Glassboy. Pino (Andrea Arru) ist Bluter, leidet also unter Hämophilie, weshalb ihn seine überfürsorglichen Eltern praktisch von der Außenwelt isolieren. Im Kinderfilm von Samuele Rossi wehrt sich Pino allerdings gegen die Helikopterelternschaft und folgt seinem Freiheitsdrang. Er möchte ein großes Abenteuer bestehen, um allen zu zeigen, dass er wie jedes andere Kind leben kann.

Willi und die Wunderkröte. Praktisch jedes Kind kennt Willi, den Welterklärer. Dieses Mal ist Willi Weitzel auf der Spur der Amphibien unterwegs und erklärt kindgerecht, was Frösche so alles draufhaben und warum sie vom Aussterben bedroht sind. So wurde im Dorf der 11-jährigen Luna (Ellis Drews) der Froschteich zugeschüttet. Die Frösche konnte die Kleine zwar retten, aber es bleibt Willi, Luna und deren Oma (Suzanne von Borsody), einer Amphibienforscherin, nur mehr wenig Zeit, ein neues Zuhause für sie zu finden.
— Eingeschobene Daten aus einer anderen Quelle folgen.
PR #8768, opened 2023-10-05
test-browser: catch-and-fail on unhandled error

alxndrsn:
This highlights a bug introduced in e6b8c9371a6e5682e35b368b2ababb4a288a17a5

Closes #8673

PR #8769, opened 2023-10-05
test.issue3179: fix: allow test to run in browsers

alxndrsn:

Nick Cave & Warren Ellis: This Much I Know to Be True. Nick Cave und Warren Ellis verbindet eine fruchtbare kreative Partnerschaft. Für "This Much I Know To Be True" zeigt Regisseur Andrew Dominik die beiden Ausnahmekünstler nun im Musikporträt. Beim konventionellen Dokumentarformat bleibt das Ganze nicht, lassen die beiden Musiker doch die Songs ihrer letzten Studioalben "Ghosteen" und "Carnage" vor der Kamera zu monumentalen Videos visuell erwachen.